Oando Sells 60% of downstream business to Vitol for $276m

Report from reuters indicates that Nigeria’s Oando has agreed to sell a 60 percent stake in its downstream business to Vitol and Helios Investment Partners for $276 million, the energy company said on Tuesday.

Nigeria Oando logo

Oando, which is shifting away from being a marketer of refined petroleum products into an oil and gas explorer, completed the acquisition of ConocoPhillips’s upstream oil and gas business in Nigeria last year.

Its downstream business, with a market share of 12 percent in Nigeria, will be set up as an independent entity, but will retain the Oando brand, the company said in a statement. The consortium will acquire 51 percent of the voting rights.

Oando’s downstream assets include more than 400 petrol stations in Nigeria and an interest in a bulk distribution company in Ghana, it said. Oando also has listings in Toronto and Johannesburg.
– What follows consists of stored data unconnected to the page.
PR #551, opened 2016-01-07
[RFC] kde5-functions.eclass: Introduce add_qt_dep for consistent Qt version deps

a17r:
I guess it's not a new idea. ;)

We can't expect portage to properly resolve Qt version dependencies by just setting >=dev-qt/qt{core,test}-${QT_MINIMAL} in eclass and rely on dev-qt/*'s own version blockers for the rest.

This also enables global QT_MINIMAL settings if multiple Plasma versions are around that might be better off with different Qt versions.

In the end will also solve https://bugs.gentoo.org/show_bug.cgi?id=565764

For now I've converted ebuilds where QT_MINIMAL had already been in use.

### DIFF
--- a/app-office/kexi/kexi-9999.ebuild
+++ b/app-office/kexi/kexi-9999.ebuild
@@ -33,12 +33,12 @@ COMMON_DEPEND="
 	$(add_kdeapps_dep kdb 'mysql?,postgres?,sqlite?')
 	$(add_kdeapps_dep kproperty)
 	$(add_kdeapps_dep kreport)
-	dev-qt/designer:5
-	dev-qt/qtgui:5
-	dev-qt/qtnetwork:5
-	dev-qt/qtprintsupport:5
-	dev-qt/qtwidgets:5
-	dev-qt/qtxml:5
+	$(add_qt_dep designer)
+	$(add_qt_dep qtgui)
+	$(add_qt_dep qtnetwork)
+	$(add_qt_dep qtprintsupport)
+	$(add_qt_dep qtwidgets)
+	$(add_qt_dep qtxml)
 	activities? ( $(add_frameworks_dep kactivities) )
 	marble? ( $(add_kdeapps_dep marble) )
 	mdb? ( dev-libs/glib:2 )
@@ -48,7 +48,7 @@ COMMON_DEPEND="
 		dev-libs/libpqxx
 	)
 	sybase? ( dev-db/freetds )
-	webform? ( dev-qt/qtwebkit:5 )
+	webform? ( $(add_qt_dep qtwebkit) )
 	xbase? ( dev-db/xbase )
 "
 DEPEND="${COMMON_DEPEND}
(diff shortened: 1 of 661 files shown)


a17r:
See also: https://forums.gentoo.org/viewtopic-t-1037026.html

kensington:
Well the mixed versions bugs are a problem with the qt ebuilds and will be fixed in 5.6.0 at the latest (with a plan to fix in 5.5.1)

a17r:
whatever works ;)

kensington:
@Pesa what do you think?

Pesa:
Well I'm not familiar with the kde stuff, but if the only problem is the mixing of different Qt versions, then it should be solved by the recent revbumps (5.5.1-r1). If there's something else, please elaborate.

a17r:
The problem until the qt revbumps has been that kde packages gave mixed version deps, like:
>=dev-qt/qt{core,test}-5.5.1 (by eclass)
dev-qt/qt*

For stable users, that broke --autounmask-write and they ended up with useless package.keywords entries.

Pesa:
I'm not sure I understood your comment. Are you saying it's fixed now? so can we reject this PR?

a17r:
Sorry for not being clear; I just assumed it will work like with Qt4 now, but I couldn't test it so far.

a17r:
OK, I guess the revbumps did fix the issue with e.g. designer installed at 5.4.2 with the rest of qt at 5.5.1 - but the problem coming from KDE packages defining only qtcore-${QT_MINIMAL} is still there, since the blockers don't help portage figure out the fix (pull in all with compatible versions only).

This is how it looks for a stable user: https://bpaste.net/show/18db312735d1

Pesa:
Ok that's definitely an issue with portage's dependency solver being unable to provide a reasonable suggestion when a valid solution cannot be found. I suppose that simplifying its job by listing more precise (stricter) deps would help. Can you give a sample of the output after your patch?

a17r:
This is how it looks with the patch: https://paste.kde.org/plye61et7

Note that it still won't complete because only those few ebuilds have been converted so far. However the qt packages pulled in by lokalize (qtdbus, gui, script, sql, widgets, xml) are consistently at 5.5.1.

Pesa:
Yep, it does indeed look better. portage is able to suggest several more (correct) keyword changes with the patch.

So yes it's definitely an improvement. However as you said it requires converting a lot of consumers in order to be fully effective, and in some cases just one unconverted package is enough to spoil the party. Sounds like it could be a lot of work for little(?) gain...

a17r:
Yes, definitely wouldn't convert manually ;) But a little script should do the trick - I think it would improve the situation for probably 95% of Plasma-5 upgraders, and makes the blocks easier to solve for the rest.

a17r:
TODO: Support for defining subslot

a17r:
...not sure if it shall be a subslot operator only or full slot override

a17r:
stable user's plasma-meta upgrade with current state of converted deps: https://paste.kde.org/pqqgn5u1c

No mention of Qt 5.4.2 anymore (KDE blocks are there because this system is not up for migration yet).

kensington:
Thanks, picked as 17b435e617b0a349ed6de0b37850b8f80bf432f2...fcbbbe91526ebbbea466398d35e8636bdfaa7ff3.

Soros-backed Helios has already partnered with Vitol to distribute Shell-branded fuels and lubricants in 16 African countries and is confident the new deal will capitalise on the 3-5 percent annual growth in Nigerian demand for oil products.

Nigeria exports nearly 2 million barrels per day of oil but imports the bulk of its refined products because its refining capacity is unable to meet its daily fuel consumption of 40 million litres.

Vitol has bought downstream assets such as storage and refineries in Europe, most recently in conjunction with Carlyle Group in the Varo Energy venture.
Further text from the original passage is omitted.